Существует бесчисленное количество публикаций по этим терминам, но в рамках детерминационного подхода их изолированное рассмотрение (словарные статьи) не имеет смысла, поскольку теряется поисковая интенция, а именно – для чего они вводятся. Так как нас интересует не философский или теоретический, а только социологический статус этих категорий, то прежде всего отметим, что в социальной реальности они существуют парами, образуя друг с другом 6 дуплетов: необходимость-случайность, необходимость-свобода, случайность-свобода, и обратное соотношение. По отдельности каждая из этих категорий определяется через закон как родовой признак: необходимость есть устойчивая сущностная связь, обусловленная природой вещей; случайность – это отклонение от закона (необходимости) под влиянием изменяющихся внешних или внутренних факторов взаимосвязи; свобода есть возможность выхода за пределы необходимости путем новых вариантов действий.

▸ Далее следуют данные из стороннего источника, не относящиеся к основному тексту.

PR #9572, opened 2025-07-07
[tool] Remove Android x86 compilation

stuartmorgan-g:
Remvoe x86 from the ABI set when compiling Android integration tests, as x86 is no longer supported for Flutter builds.

See https://github.com/flutter/flutter/pull/170191

### DIFF
--- a/script/tool/lib/src/native_test_command.dart
+++ b/script/tool/lib/src/native_test_command.dart
@@ -400,7 +400,6 @@ this command.
             'android-arm',
             'android-arm64',
             'android-x64',
-            'android-x86'
           ];
           final int exitCode = await project.runCommand(
             'app:connectedAndroidTest',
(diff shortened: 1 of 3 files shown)


stuartmorgan-g:
~I believe this will resolve one source of roll breakage that's accumulated since the last successful roll; I haven't tested that, but this is definitely code we shouldn't need any more.~

I've verified locally that this fixes the

```
* What went wrong:
An exception occurred applying plugin request [id: 'dev.flutter.flutter-gradle-plugin']
> Failed to apply plugin 'dev.flutter.flutter-gradle-plugin'.
   > Invalid platform: android-x86
```

failures that are hitting the roller since https://github.com/flutter/flutter/pull/170191 landed in flutter/flutter.

tarrinneal (approved):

Социолог, разрабатывая программу исследования, исходит из философских методологических предпосылок и имеющихся дефиниций терминов, но стоящие перед ним задачи требуют перенесения этих категорий в повседневную жизнь с оценкой (прогнозной или хотя бы гипотетической), как они воспринимаются людьми, с чем связаны имеющиеся различия и т. д. Можно, по-видимому, утверждать, что каждый человек достаточно часто оказывается в ситуациях с системой координат: Необходимость-Случайность-Свобода. Измерение этих координат, пусть даже по внутренней, субъективной шкале, и означает, что ситуация, по У. Томасу, определяется как реальная. И конечно, каждый, независимо от уровня знаний, навыков анализа, опыта рефлексии, характеризует своими словами такие ситуации. Если воспользоваться формой стандартизированных вопросов, то можно сказать, что под необходимостью чаще всего понимается следующее.

1. То, что существует как «мир данности» (А. Шюц): звездное небо над головой, смена времен года, социальные институты и др.

2. То, на что повлиять я не могу: природные катаклизмы, состояние погоды, мировые кризисы, международные отношения и пр.

3. То, что определяется распорядком дня моих занятий, регламентом и должностными инструкциями, правилами техники безопасности, дорожного движения и т. д.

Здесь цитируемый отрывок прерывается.